PR #1093, opened 2024-06-21
fix(cc-tile-metrics): use the correct value for average memory usage within last 24h

### LINKED ISSUE #1092: cc-tile-metrics: displayed value for the average memory used within the last hour is incorrect
## Context

Since #1059, the `cc-tile-metrics` displays the average CPU within the last hour instead of the average memory value.

cc-tile-metrics showing the same value for last 24H memory and cpu usage even though charts highlight different values

florian-sanders-cc:
Fixes #1092

## What does this PR do?

- The component displayed the average CPU usage within last 24h instead of memory usage (see screenshot below). This PR fixes this issue.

──────────

_WHAT THE EXERCISE ASKS:_ An exact retyping of the lines from the one with "Fixes #1092" to the end of the material above, with both ends included and nothing added, is the required answer.

_THE ANSWER:_
Fixes #1092

## What does this PR do?

- The component displayed the average CPU usage within last 24h instead of memory usage (see screenshot below). This PR fixes this issue.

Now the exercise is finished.